Boomers express clear and significant concerns with current treatment options as well as the level of response from the government and the FDA. They place top priority on new drugs that could change the course of the disease, feel that the FDA should give priority review to these drugs, expect the right to decide whether to use them, and are willing to accept a degree of risk with promising drugs.

"What is most striking about these findings is that Americans are no longer accepting the longstanding myth that real treatment breakthroughs for Alzheimer's are still decades off," commented Samuel Gandy, MD, director of the Farber Institute for Neurosciences at Thomas Jefferson University. "The reality is that decades of research have given us a number of investigational and highly promising drugs that could slow or even prevent Alzheimer's. Everyone involved in the discovery, development and approval of these drugs should act with urgency and resolve."

Coalition Declares War on Alzheimer's
As the FDA continues to pursue its Critical Path to modernize the scientific process for developing and evaluating medical products, ACT-AD will begin a comprehensive campaign to work with the agency and legislators involved in health policy to elevate AD as a national health priority. The first goal of the Coalition is to convince the FDA to extend the same rapid approval mechanisms it has developed for other life-threatening diseases, like cancer and HIV-AIDS, to promising drugs for AD.

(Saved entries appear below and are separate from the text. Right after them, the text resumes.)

Issue #67730, opened 2018-08-22
Unable use localhost:<nodeport> with IPVS


lbernail:
/kind bug
/sig network
/area ipvs

**What happened**:
Connecting to a service using a nodeport and the loopback address does not work

**What you expected to happen**:
Being able to connect to a nodeport using the loopback (it works with IPVS)

**How to reproduce it (as minimally and precisely as possible)**:
Create a nodeport service and try to connect to it using localhost:<nodeport>

**Anything else we need to know?**:
The IPVS configuration looked fine:
```
sudo ipvsadm -Ln -t 127.0.0.1:32116 --stats
Prot LocalAddress:Port               Conns   InPkts  OutPkts  InBytes OutBytes
  -> RemoteAddress:Port
TCP  127.0.0.1:32116                     1        2        0      120        0
  -> 10.x.0.99:5000                     0        0        0        0        0
  -> 10.x.0.115:5000                    1        2        0      120        0
  -> 10.x.0.130:5000                    0        0        0        0        0
```
The masquerading mark is applied properly
```
Chain KUBE-MARK-MASQ (3 references)
    pkts      bytes target     prot opt in     out     source               destination
       2      120 MARK       all  --  *      *       0.0.0.0/0            0.0.0.0/0            MARK or 0x4000

Chain KUBE-NODE-PORT (1 references)
    pkts      bytes target     prot opt in     out     source               destination
       2      120 KUBE-MARK-MASQ  all  --  *      *       0.0.0.0/0            0.0.0.0/0

Chain KUBE-SERVICES (2 references)
    pkts      bytes target     prot opt in     out     source               destination
       2      120 KUBE-NODE-PORT  all  --  *      *       0.0.0.0/0            0.0.0.0/0            /* Kubernetes nodeport TCP port for masquerade purpose */ match-set KUBE-NODE-PORT-TCP dst
```
However the MASQUERADE rule in the KUBE-POSTROUTING is not reached
```
Chain KUBE-POSTROUTING (1 references)
    pkts      bytes target     prot opt in     out     source               destination
       0        0 MASQUERADE  all  --  *      *       0.0.0.0/0            0.0.0.0/0            /* kubernetes service traffic requiring SNAT */ mark match 0x4000/0x4000
```

tcpdump does not show any traffic targeting port 5000. It looks like the kernel is dropping connections with source 127.0.0.1 and an external destination before reaching the POSTROUTING chain.

Changing the local route table fixed the issue:
```
[...]

Issue #92708, opened 2020-07-01
[failing test] "Flexvolumes should be mountable when non-attachable" fails when using ubuntu node image


aojea:
The test

[sig-storage] Flexvolumes should be mountable when non-attachable

fail using kube-proxy in IPVS mode

xref: https://github.com/kubernetes/kubernetes/pull/92584#issuecomment-652521262

https://testgrid.k8s.io/sig-network-gce#pull-gci-gce-ipvs

athenabot:
/triage unresolved

Comment `/remove-triage unresolved` when the issue is assessed and confirmed.

🤖 I am a bot run by vllry. 👩‍🔬

andrewsykim:
Still digging into this but no good progress yet. The only difference in the IPVS job vs the standard `pull-kubernetes-e2e-gce ` is the kube-proxy mode and the GCP node image. The former is using `ubuntu` and the latter is using `gci`. 

@msau42 do you know if the difference in node image could possibly lead to this test failure?

andrewsykim:
The failure is the flex client pod failing to succesfully start up and timing out:
```
ï¿½[1mSTEPï¿½[0m: starting flex-client
ï¿½[1mSTEPï¿½[0m: Deleting pod flex-client in namespace flexvolume-2882
Jul 16 12:34:33.805: INFO: Waiting for pod flex-client to disappear
Jul 16 12:34:33.856: INFO: Pod flex-client still exists
Jul 16 12:34:35.856: INFO: Waiting for pod flex-client to disappear
Jul 16 12:34:35.900: INFO: Pod flex-client still exists
Jul 16 12:34:37.856: INFO: Waiting for pod flex-client to disappear
Jul 16 12:34:37.898: INFO: Pod flex-client still exists
Jul 16 12:34:39.856: INFO: Waiting for pod flex-client to disappear
Jul 16 12:34:39.894: INFO: Pod flex-client still exists
Jul 16 12:34:41.856: INFO: Waiting for pod flex-client to disappear
Jul 16 12:34:41.896: INFO: Pod flex-client no longer exists
Jul 16 12:34:41.896: FAIL: Failed to create client pod: timed out waiting for the condition

Full Stack Trace
k8s.io/kubernetes/test/e2e/framework/volume.testVolumeClient(0xc000d1a160, 0xc001a28060, 0xf, 0x4ae1fce, 0x4, 0x0, 0x0, 0x0, 0x0, 0x0, ...)
[...]

PR #91666, opened 2020-06-02
pkg/kubelet: add KUBE-FIREWALL-IN chain, move localnet rule to it

squeed:
@champtar observed that the rule added in #91569 still allowed packets through unidirectionally, meaning UDP with a spoofed source wouldn't be caught. So we need to filter on source interface.

However, KUBE-FIREWALL is run on both OUTPUT and INPUT, so it can't reference interfaces. This PR, thus,
- creates a chain KUBE-FIREWALL-IN
- Add it to INPUT, pass through to KUBE-FIREWALL
- Move the localnet protection rule to KUBE-FIREWALL-IN, and adjust it
  to reference source if, not source address.

Signed-off-by: Casey Callendrello <cdc@redhat.com>

**What type of PR is this?**
/kind bug

**What this PR does / why we need it**:

**Which issue(s) this PR fixes**:
Fixes #90259

**Special notes for your reviewer**:
You can test this pretty simply using `cnitool` if you don't want to spin up a whole kind cluster.

**Does this PR introduce a user-facing change?**:
```release-note
NONE
```

/sig network

PR #91569, opened 2020-05-29
kubelet: block non-forwarded packets from crossing the localhost boundary

squeed:
We set route_localnet so that host-network processes can connect to `127.0.0.1:NodePort` and it still works. This, however, is too permissive.

So, block martians that are not already in conntrack.

**What type of PR is this?**
/kind bug

**What this PR does / why we need it**:
As outlined in #90259, blindly setting `route_localnet` is too permissive. We need to ensure that only packets we want can pass the martian boundary.

**Which issue(s) this PR fixes**:
Fixes #90259

**Does this PR introduce a user-facing change?**:
```release-note
NONE
```

PR #92938, opened 2020-07-09
Do not set sysctlRouteLocalnet (CVE-2020-8558)

### LINKED ISSUE #92315: CVE-2020-8558: Node setting allows for neighboring hosts to bypass localhost boundary
CVSS Rating:

In typical clusters: medium (5.4) [CVSS:3.1/AV:A/AC:L/PR:N/UI:N/S:U/C:L/I:L/A:N](https://www.first.org/cvss/calculator/3.1#CVSS:3.1/AV:A/AC:L/PR:N/UI:N/S:U/C:L/I:L/A:N)

In clusters where API server insecure port has not been disabled: high (8.8) [CVSS:3.1/AV:A/AC:L/PR:N/UI:N/S:U/C:H/I:H/A:H](https://www.first.org/cvss/calculator/3.1#CVSS:3.1/AV:A/AC:L/PR:N/UI:N/S:U/C:H/I:H/A:H)

A security issue was discovered in `kube-proxy` which allows adjacent hosts to reach TCP and UDP services bound to `127.0.0.1` running on the node or in the node's network namespace. For example, if a cluster administrator runs a TCP service on a node that listens on `127.0.0.1:1234`, because of this bug, that service would be potentially reachable by other hosts on the same LAN as the node, or by containers running on the same node as the service. If the example service on port `1234` required no additional authentication (because it assumed that only other localhost processes could reach it), then it could be vulnerable to attacks that make use of this bug.

The Kubernetes API Server's default insecure port setting causes the API server to listen on `127.0.0.1:8080` where it will accept requests without authentication. Many Kubernetes installers explicitly disable the API Server's insecure port, but in clusters where it is not disabled, an attacker with access to another system on the same LAN or with control of a container running on the master may be able to reach the API server and execute arbitrary API requests on the cluster. This port is deprecated, and will be removed in Kubernetes v1.20.

### Am I vulnerable?

You may be vulnerable if:

- You are running a vulnerable version (see below)
- Your cluster nodes run in an environment where untrusted hosts share the same layer 2 domain (i.e. same LAN) as nodes
- Your cluster allows untrusted pods to run containers with `CAP_NET_RAW` (the Kubernetes default is to allow this capability).
- Your nodes (or hostnetwork pods) run any localhost-only services which do not require any further authentication. To list services that are potentially affected, run the following commands on nodes:
    - `lsof +c 15 -P -n -i4TCP@127.0.0.1 -sTCP:LISTEN`
    - `lsof +c 15 -P -n -i4UDP@127.0.0.1`

    On a master node, an lsof entry like this indicates that the API server may be listening with an insecure port:

```
COMMAND        PID  USER FD   TYPE DEVICE SIZE/OFF NODE NAME
kube-apiserver 123  root  7u  IPv4  26799      0t0  TCP 127.0.0.1:8080 (LISTEN)
```

#### Affected Versions
- kubelet/kube-proxy v1.18.0-1.18.3
- kubelet/kube-proxy v1.17.0-1.17.6
- kubelet/kube-proxy <=1.16.10

### How do I mitigate this vulnerability?
Prior to upgrading, this vulnerability can be mitigated by manually adding an iptables rule on nodes. This rule will reject traffic to 127.0.0.1 which does not originate on the node.

` iptables -I INPUT --dst 127.0.0.0/8 ! --src 127.0.0.0/8 -m conntrack ! --ctstate RELATED,ESTABLISHED,DNAT -j DROP`

Additionally, if your cluster does not already have the API Server insecure port disabled, we strongly suggest that you disable it. Add the following flag to your kubernetes API server command line: `--insecure-port=0`
#### Detection
Packets on the wire with an IPv4 destination in the range 127.0.0.0/8 and a layer-2 destination MAC address of a node may indicate that an attack is targeting this vulnerability.

#### Fixed Versions
Although the issue is caused by `kube-proxy`, the current fix for the issue is in `kubelet` (although future versions may have the fix in `kube-proxy` instead). We recommend  updating both `kubelet` and `kube-proxy` to be sure the issue is addressed.

The following versions contain the fix:
  
- kubelet/kube-proxy master - fixed by #91569
- kubelet/kube-proxy v1.18.4+ - fixed by #92038
- kubelet/kube-proxy v1.17.7+ - fixed by #92039
- kubelet/kube-proxy v1.16.11+ - fixed by #92040

To upgrade, refer to the documentation: https://kubernetes.io/docs/tasks/administer-cluster/cluster-management/#upgrading-a-cluster

## Additional Details
This issue was originally raised in issue #90259 which details how the `kube-proxy` sets `net.ipv4.conf.all.route_localnet=1` which causes the system not to reject traffic to localhost which originates on other hosts.

IPv6-only services that bind to a `localhost` address are not affected. 

There may be additional attack vectors possible in addition to those fixed by #91569 and its cherry-picks. For those attacks to succeed, the target service would need to be UDP and the attack could only rely upon sending UDP datagrams since it wouldn't receive any replies. Finally, the target node would need to have reverse-path filtering disabled for an attack to have any effect. Work is ongoing to determine whether and how this issue should be fixed. See #91666 for up-to-date status on this issue.  

#### Acknowledgements
This vulnerability was reported by János Kövér, Ericsson with additional impacts reported by Rory McCune, NCC Group and Yuval Avrahami and Ariel Zelivansky, Palo Alto Networks.

/area security
/kind bug
/committee product-security
/sig network
/sig node
/area kubelet

lbernail:
**What type of PR is this?**
/kind bug
/sig network
/area ipvs

Don't set sysctlRouteLocalnet when running in IPVS mode to avoid CVE-2020-8558
Accessing a Nodeport from the host network using localhost:Nodeport never worked in IPVS (see #67730)

Fixes #92315 (for IPVS mode)

```release-note
[ACTION REQUIRED] kube-proxy's IPVS proxy mode no longer sets the net.ipv4.conf.all.route_localnet sysctl parameter. Nodes upgrading will have net.ipv4.conf.all.route_localnet set to 1 but new nodes will inherit the system default (usually 0). If you relied on any behavior requiring net.ipv4.conf.all.route_localnet, you must set ensure it is enabled as kube-proxy will no longer set it automatically. This change helps to further mitigate CVE-2020-8558.
```

### DIFF
--- a/pkg/proxy/ipvs/proxier.go
+++ b/pkg/proxy/ipvs/proxier.go
@@ -190,7 +190,6 @@ var ipsetWithIptablesChain = []struct {
 }
 
 // In IPVS proxy mode, the following flags need to be set
-const sysctlRouteLocalnet = "net/ipv4/conf/all/route_localnet"
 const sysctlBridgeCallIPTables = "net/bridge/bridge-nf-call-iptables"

"Right now the majority of Alzheimer's victims and their caregivers are our parents. Their plight is our future. We are ticking time bombs without even knowing it," said Meryl Comer, who recently published "From the bedside: A terrified witness to the future -- A baby boom generation wake-up call," in the April issue of the scientific journal, Alzheimer's & Dementia. "My hope is that ACT-AD will help in the push to get promising AD drugs to patients. As families, we are desperately in need of access to new therapies instead of being left with only agonizing decisions. It is time to borrow a page from HIV activists of the '80s and breast cancer survivors of the '90s. We need to make it clear, as a generation of 75 million strong, that this kind of outcomes to our lives is unacceptable and that we refuse to be robbed of our minds without a fight."

ACT-AD Background
ACT-AD is a growing coalition of organizations representing patients, caregivers, consumers, older Americans, researchers, and women's health advocates. The Coalition, comprised of 21 organizations, is directed by an Advisory Council including the following members: The Alliance for Aging Research, The Alzheimer's Foundation of America, The American Society on Aging, The National Association of Area Agencies on Aging, National Alliance for Caregiving, the National Consumers League, Research!America, and The Society for Women's Health Research. Other members include: The Abigail Alliance, The American Association for Geriatric Psychiatry, The American Medical Women's Association, Faster Cures, The Gerontological Society of America, Hadassah, The International Eye Foundation, The Institute for the Study of Aging, The Men's Health Network, The National Council of Patient Information and Education, The American Federation for Aging Research, International Longevity Center and The Older Women's League. The Coalition is supported through an educational grant by Elan and Wyeth.